Adabelief-Optimizer
Adabelief-Optimizer copied to clipboard
Implementation of pure keras
Do you have pure keras implementation version? Thanks
@liaoxuanzhi We don't have pure implementations in Keras yet. Do you know any pure Keras implementation of Adam or RAdam? It would be easier to start from some existing implementations.
sorry for the late reply. i will implement this algorithm by pure keras and feedback to you as soon as possible.
i am training the pure keras version of adabelief algorithm using the small resnet18(decrease the kernel size by 2) on cifar10. according to my monitoring, from 0-36 epoch, it hits 81.9%,which is better than adam(0-36 epoch, best is 80.58%).model is still trainning, and i will update to you the final result soon( see the lr decrease*0.1 at 150 epoch).

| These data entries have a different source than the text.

PR #546, opened 2021-05-16
add Pegasproductions.yml

JaseNZC:
Their site layout sucks big time.

### DIFF
--- a/scrapers/PegasProductions.yml
+++ b/scrapers/PegasProductions.yml
@@ -7,7 +7,7 @@ sceneByURL:
 xPathScrapers:
   sceneScraper:
     scene:
-# To access other scenes go to Scene and select model which will show all their scenes
+      # To access other scenes go to Scene and select model which will show all their scenes
       Title:
         selector: //span[@itemprop="name"]
       Date:
--- a/scrapers/PegasProductions.yml
+++ b/scrapers/PegasProductions.yml
@@ -15,15 +15,15 @@ xPathScrapers:
         postProcess:
           - parseDate: 02/01/2006
       Performers:
-        Name: //div[@class="span10"]/p[1]/a
+        Name: //div[@class="span10"]/p[contains(b,"Starring")]/a
       Tags:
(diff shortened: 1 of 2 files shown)


JaseNZC:
Adjusted where it was supposed to be in the list.

scrapers/PegasProductions.yml
```diff
@@ -0,0 +1,46 @@
...
+    scene:
+# To access other scenes go to Scene and select model which will show all their scenes
+      Title:
+        selector: //span[@itemprop="name"]
+      Date:
+        selector: //div[@id="date-duree"]/div[1]/p[1]
+        postProcess:
+          - parseDate: 02/01/2006
+      Performers:
+        Name: //div[@class="span10"]/p[1]/a
```
bnkai, line 18: I think we can use 
```yaml
        Name: //div[@class="span10"]/p[contains(b,"Starring")]/a
```
instead

scrapers/PegasProductions.yml
```diff
@@ -0,0 +1,46 @@
...
+      Tags:
+        Name:
+          selector: //div[@class="span10"]/p[2]
```
bnkai, line 21:
```
          selector: //div[@class="span10"]/p[contains(b,"Tags")]
```

scrapers/PegasProductions.yml
```diff
@@ -0,0 +1,46 @@
...
+          postProcess:
+            - replace:
+                - regex: "Tags:"
+                  with:
+          split: ","
```
bnkai, line 26: either use 
```yaml
          split: ", "
```
(note the extra space after the comma) or do a replace regex for `,\s` with `,` instead
The tags after the first get a leading space since `split` is the last action in the pp chain and the thus they wont be `cleaned` after the split.

JaseNZC: Should be all good to go now :-) , Thanks for the comments lets me learn all the time.

PR #552, opened 2021-05-17
Update DDFNetwork.yml

JaseNZC:
`Date: //meta[@itemprop="uploadDate"]/@content`

This is no longer any good as half the sites have changed this to a different date layout.

The fix gets it from a different location now which is the same across all sites.

### DIFF
--- a/scrapers/DDFNetwork.yml
+++ b/scrapers/DDFNetwork.yml
@@ -2,8 +2,8 @@ name: DDFNetwork
 sceneByURL:
   - action: scrapeXPath
     url:
-      - ddfbusty.com/videos/
       - 1by-day.com/videos/
+      - ddfbusty.com/videos/
       - eurogirlsongirls.com/videos/
       - euroteenerotica.com/videos/
       - handsonhardcore.com/videos/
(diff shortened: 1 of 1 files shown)


scrapers/DDFNetwork.yml
```diff
@@ -15,12 +15,15 @@ xPathScrapers:
   sceneScraper:
     scene:
       Title: //meta[@itemprop="name"]/@content
-      Date: //meta[@itemprop="uploadDate"]/@content
+      Date:
+        selector: //div[@class='title-border d-inline-flex pr-3 flex-sm-fill justify-content-sm-center pr-sm-0']/p[@class='m-0 text-center']
```
peolic, line 19: if I may suggest this instead
```suggestion
        selector: //div[@id="video-specs"]//p[text()]
```

peolic: oh, wait, it fails on some sites

bnkai:
Normally i would avoid this kind of selectors, but it works for all sites and i wouldn't want to search for a `cleaner` selector that works for all sites :-)

PR #556, opened 2021-05-19
add TACAmateurs.yml

JaseNZC:
Covers a lot of amateurs.

### DIFF
--- a/scrapers/TACAmateurs.yml
+++ b/scrapers/TACAmateurs.yml
@@ -15,7 +15,9 @@ xPathScrapers:
           - parseDate: 02-January-2006
      Performers:
       Name: //div[@id="facepic_wrapper"]/h2
-     Details: //div[@id="update_wrapper"]/p[1]
+     Details: 
+       selector: //div[@id="update_wrapper"]/p[not(@class) and not(@align)]
+       concat: "\n\n"
      Tags:
       Name: //p[@class="tags"]/a
      Image:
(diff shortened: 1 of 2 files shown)


scrapers/TACAmateurs.yml
```diff
@@ -0,0 +1,26 @@
...
+    scene:
+     Title:
+        selector: //div[@id="update_wrapper"]/h1
+     Date:
+        selector: //div[@class="date_wrapper"]
+        postProcess:
+          - parseDate: 02-January-2006
+     Performers:
+      Name: //div[@id="facepic_wrapper"]/h2
+     Details: //div[@id="update_wrapper"]/p[1]
```
bnkai, line 18: depending on the performer there are scenes with more paragraphs
eg `https://www.tacamateurs.com/sites/Hot-Milf/my-new-bustier-pt2/24490/`
I did a limited testing with 
```yaml
     Details: 
       selector: //div[@id="update_wrapper"]/p[not(@class) and not(@align)]
       concat: "\n\n"
```
and it seemed ok. It might need a little more testing to make sure no extra p are added.

JaseNZC: Yeah that works ok, Gonna get one past ya one day that does not need editing hahahahahahaha

bnkai: You already had a few that didnt need any editing :-)
Usualy if the site is structured ok there is nothing to notice. I blame the site devs for not keeping it simple and tidy :P

JaseNZC: Yeah there is normally at least one  thing that is  a pain in the arse to try and scrape.

PR #558, opened 2021-05-20
add MVG.yml

JaseNZC:
The issue with this one is that some of the site's they have screwed the date up. On the scene's page it show the correct date but when you go into the actual scene they have the date as 1969-12-31.

If you want just cut out the date altogether.

### DIFF
--- a/scrapers/MVG.yml
+++ b/scrapers/MVG.yml
@@ -1,0 +1,42 @@
+name: MVG
+sceneByURL:
+  - action: scrapeXPath
+    url:
+      - italianshotclub.com
+      - lesbiantribe.com
+      - pornlandvideos.com
+      - sologirlsmania.com
+      - vangoren.com
+    scraper: sceneScraper
+xPathScrapers:
+  sceneScraper:
+    scene:
+      Title:
+        selector: //div[@class='centerwrap container']/h1
+      Date:
+        selector: //div[@class="videodetails datetime"]/div[@class="date"]
+        postProcess:
+          - replace:
+              - regex: ^(\d{1,2} [a-zA-Z]* \d{4}).+
+                with: $1
+          - parseDate: 2 January 2006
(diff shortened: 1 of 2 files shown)


scrapers/MVG.yml
```diff
@@ -0,0 +1,42 @@
...
+    scene:
+      Title:
+        selector: //div[@class='centerwrap container']/h1
+      Date:
+        selector: //div[@class="videodetails datetime"]/div[@class="date"]
+        postProcess:
+          - replace:
+              - regex: ^(\d{1,2} [a-zA-Z]* \d{4}).+
+                with: $1
+          - parseDate: 2 January 2006
```
bnkai, line 22:
```yaml
      Date: # the date from the scene page is not correct most of the time, we use the one from the search  instead
        selector: //head/title
        postProcess:
          - replace:
              - regex: (Lesbiantribe|Pornlandvideos|Sologirlsmania)\.com$
                with: "- $1"
              - regex: ^(.*)\s*-\s*([^-]+)$
                with: 'https://$2.com/search.php?x=0&y=0&query="$1"'
              - regex: '\s'
                with: "+"
          - subScraper:
              selector: //div[@class="modeldetails clear"][1]//div[@class="video_date col-xl-5 col-lg-5 col-md-5 col-sm-5 col-xs-5 col-5 text-right"]
          - parseDate: 2 January 2006
 ```
Tested the above for a few scenes and it looked ok
The only problem would be if they dont use `unique` titles or the title is too short -> more than 1 search results
It needs a little more testing to make sure that doesnt happen, i think the probabilty of that is pretty low though and certainly a lot lower than having a 1969 date :-)

JaseNZC: Did some testing and looks good.
What an awesome way to get the date, would not have thought of or been able to do that. 
Respect.

PR #2506, opened 2025-09-23
Performer now scraping from both RealJamVR and PornCornVR

TheStashMaster:
## Scraper type(s)
- [ ] performerByName
- [ ] performerByFragment
- [ ] performerByURL
- [ ] sceneByName
- [ ] sceneByQueryFragment
- [ ] sceneByFragment
- [X] sceneByURL
- [ ] groupByURL
- [ ] galleryByFragment
- [ ] galleryByURL
- [ ] imageByFragment
- [ ] imageByURL

## Examples to test

[List a few links/titles/names/filenames/codes to test]

https://realjamvr.com/scene/threesome-anal-teacher-for-stepsister/
https://realjamvr.com/scene/slutty-housewife-bunny-madison/

https://porncornvr.com/scene/latex-doll-ember-snow/
https://porncornvr.com/scene/threesome-passion-girls-prefer-anal-2/

## Short description

I don't love this pull request. Nearly everything works for both RealJam and PornCorn with two exceptions which is why there are two scrapers. The URL extraction hard codes the base URL. This is really only used if you use Scene Search By Name.  As far as I can tell I can't have two "search by name" items listed in the same Yaml file (one for PornCorn one for RealJam) created in the drop down even though I'd use the same Python code.  I really feel like this could be better consolidated but I suspect it's my inexperience that's creating the issue. Help would be appreciated.

### DIFF
--- a/scrapers/RealjamVR/RealJamVR.yml
+++ b/scrapers/RealjamVR/RealJamVR.yml
@@ -14,11 +14,11 @@ sceneByURL: &byURL
   - action: scrapeXPath
     url:
       - realjamvr.com/scene/
-    scraper: sceneScraperRealJamVr
+    scraper: sceneScraper
   - action: scrapeXPath
     url:
       - porncornvr.com/scene
-    scraper: sceneScraperPornCornVr
+    scraper: sceneScraper
 galleryByURL: *byURL
 performerByURL:
   - action: scrapeXPath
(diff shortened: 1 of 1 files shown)


feederbox826:
Oh. Oh I see. 

Personally, I would drop the URL altogether but if I throw myself at this brick wall long enough surely I can come up with a solution

feederbox826 (approved):
Just don't look too hard and don't think about it

PR #2521, opened 2025-10-02
Improve CarnalPlus scraper

gimmeliina:
This PR
- Scrapes 1920px cover from both, studio and network site
- Removes custom title handling from studio site. This is to standardize titles between studio and network site.
- Dig performer name from image alt so no character name is used.
- Ensures that performer is scraped more often


feederbox826:
LGTM, however the cover seems to be limited on backend at 1500w so why stop at 1920 😁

Cool, thanks a lot! Please create a new pull request when you finish the code.
sorry for late report. i have done the implementation of pure keras version(keras =2.2.5,tensorflow=1.14.0). please check this link: this is the initial idea of your work(without any tricks like Rectified,decouple weight_decay etc..) for using it(please choose the parameter recommended ): from AdaBelief import AdaBelief opt = AdaBelief(lr=0.001, beta_1=0.9, beta_2=0.999,epsilon=1e-08, decay=0., weight_decay=0.0)
ps: pytorch uses weight_decay in optimizers while the keras uses it L2 in every trainable layers.for my implementation, i construct a small nerual network like LENET5, and train on cifar10. adabelief is always better and stable than adam. the average result in five runs is 82.7%,while the adam is like 82%.
Cool, thanks so much! We could create a new pull request and merge your code, and perhaps push to pip once we figure out how to add features such as rectify.